Set down each entry from the block beneath, exactly as written.
━━━━━ RECORDS SUPPLIED
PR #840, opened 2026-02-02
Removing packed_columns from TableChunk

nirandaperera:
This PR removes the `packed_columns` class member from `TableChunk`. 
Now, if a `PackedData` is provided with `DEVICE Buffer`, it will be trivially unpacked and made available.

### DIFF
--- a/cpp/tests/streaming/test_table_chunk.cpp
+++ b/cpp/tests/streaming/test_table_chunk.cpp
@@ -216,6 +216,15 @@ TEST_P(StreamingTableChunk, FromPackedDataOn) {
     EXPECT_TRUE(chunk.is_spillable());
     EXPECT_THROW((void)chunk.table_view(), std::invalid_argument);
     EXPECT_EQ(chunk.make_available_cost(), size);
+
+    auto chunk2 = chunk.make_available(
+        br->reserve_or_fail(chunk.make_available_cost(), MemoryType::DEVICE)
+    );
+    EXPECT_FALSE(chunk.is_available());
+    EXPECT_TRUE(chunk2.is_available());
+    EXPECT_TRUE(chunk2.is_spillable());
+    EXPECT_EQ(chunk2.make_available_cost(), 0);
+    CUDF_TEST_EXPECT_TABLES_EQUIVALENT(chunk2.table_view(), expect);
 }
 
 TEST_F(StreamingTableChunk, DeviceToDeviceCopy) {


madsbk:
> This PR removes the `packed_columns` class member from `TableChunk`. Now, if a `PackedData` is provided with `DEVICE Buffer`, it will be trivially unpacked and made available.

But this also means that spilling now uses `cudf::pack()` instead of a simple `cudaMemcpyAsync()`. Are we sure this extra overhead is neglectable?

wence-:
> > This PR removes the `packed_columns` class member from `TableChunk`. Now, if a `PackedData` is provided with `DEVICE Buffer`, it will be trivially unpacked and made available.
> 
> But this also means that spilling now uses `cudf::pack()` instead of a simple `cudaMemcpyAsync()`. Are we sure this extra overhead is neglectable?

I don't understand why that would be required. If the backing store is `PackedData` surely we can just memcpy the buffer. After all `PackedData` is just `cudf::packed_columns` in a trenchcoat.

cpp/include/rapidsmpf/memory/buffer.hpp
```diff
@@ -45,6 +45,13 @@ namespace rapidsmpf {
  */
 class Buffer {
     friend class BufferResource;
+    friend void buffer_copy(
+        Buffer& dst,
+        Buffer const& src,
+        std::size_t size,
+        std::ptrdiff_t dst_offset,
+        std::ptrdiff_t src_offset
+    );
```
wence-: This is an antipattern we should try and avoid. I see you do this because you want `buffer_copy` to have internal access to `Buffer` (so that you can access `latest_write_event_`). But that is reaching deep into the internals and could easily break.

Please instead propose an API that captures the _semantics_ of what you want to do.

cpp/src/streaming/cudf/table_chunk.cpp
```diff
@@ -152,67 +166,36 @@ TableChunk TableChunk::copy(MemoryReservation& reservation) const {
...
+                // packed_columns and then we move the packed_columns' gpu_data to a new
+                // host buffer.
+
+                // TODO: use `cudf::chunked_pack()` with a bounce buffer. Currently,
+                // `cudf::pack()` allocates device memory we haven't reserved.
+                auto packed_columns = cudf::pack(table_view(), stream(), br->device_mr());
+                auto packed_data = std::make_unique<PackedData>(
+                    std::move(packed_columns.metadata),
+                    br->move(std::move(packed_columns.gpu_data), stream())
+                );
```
━━━━━━━━━━
RESPONSE TO THE EXERCISE
PR #840, opened 2026-02-02
Removing packed_columns from TableChunk

nirandaperera:
This PR removes the `packed_columns` class member from `TableChunk`. 
Now, if a `PackedData` is provided with `DEVICE Buffer`, it will be trivially unpacked and made available.

### DIFF
--- a/cpp/tests/streaming/test_table_chunk.cpp
+++ b/cpp/tests/streaming/test_table_chunk.cpp
@@ -216,6 +216,15 @@ TEST_P(StreamingTableChunk, FromPackedDataOn) {
     EXPECT_TRUE(chunk.is_spillable());
     EXPECT_THROW((void)chunk.table_view(), std::invalid_argument);
     EXPECT_EQ(chunk.make_available_cost(), size);
+
+    auto chunk2 = chunk.make_available(
+        br->reserve_or_fail(chunk.make_available_cost(), MemoryType::DEVICE)
+    );
+    EXPECT_FALSE(chunk.is_available());
+    EXPECT_TRUE(chunk2.is_available());
+    EXPECT_TRUE(chunk2.is_spillable());
+    EXPECT_EQ(chunk2.make_available_cost(), 0);
+    CUDF_TEST_EXPECT_TABLES_EQUIVALENT(chunk2.table_view(), expect);
 }
 
 TEST_F(StreamingTableChunk, DeviceToDeviceCopy) {


madsbk:
> This PR removes the `packed_columns` class member from `TableChunk`. Now, if a `PackedData` is provided with `DEVICE Buffer`, it will be trivially unpacked and made available.

But this also means that spilling now uses `cudf::pack()` instead of a simple `cudaMemcpyAsync()`. Are we sure this extra overhead is neglectable?

wence-:
> > This PR removes the `packed_columns` class member from `TableChunk`. Now, if a `PackedData` is provided with `DEVICE Buffer`, it will be trivially unpacked and made available.
> 
> But this also means that spilling now uses `cudf::pack()` instead of a simple `cudaMemcpyAsync()`. Are we sure this extra overhead is neglectable?

I don't understand why that would be required. If the backing store is `PackedData` surely we can just memcpy the buffer. After all `PackedData` is just `cudf::packed_columns` in a trenchcoat.

cpp/include/rapidsmpf/memory/buffer.hpp
```diff
@@ -45,6 +45,13 @@ namespace rapidsmpf {
  */
 class Buffer {
     friend class BufferResource;
+    friend void buffer_copy(
+        Buffer& dst,
+        Buffer const& src,
+        std::size_t size,
+        std::ptrdiff_t dst_offset,
+        std::ptrdiff_t src_offset
+    );
```
wence-: This is an antipattern we should try and avoid. I see you do this because you want `buffer_copy` to have internal access to `Buffer` (so that you can access `latest_write_event_`). But that is reaching deep into the internals and could easily break.

Please instead propose an API that captures the _semantics_ of what you want to do.

cpp/src/streaming/cudf/table_chunk.cpp
```diff
@@ -152,67 +166,36 @@ TableChunk TableChunk::copy(MemoryReservation& reservation) const {
...
+                // packed_columns and then we move the packed_columns' gpu_data to a new
+                // host buffer.
+
+                // TODO: use `cudf::chunked_pack()` with a bounce buffer. Currently,
+                // `cudf::pack()` allocates device memory we haven't reserved.
+                auto packed_columns = cudf::pack(table_view(), stream(), br->device_mr());
+                auto packed_data = std::make_unique<PackedData>(
+                    std::move(packed_columns.metadata),
+                    br->move(std::move(packed_columns.gpu_data), stream())
+                );
```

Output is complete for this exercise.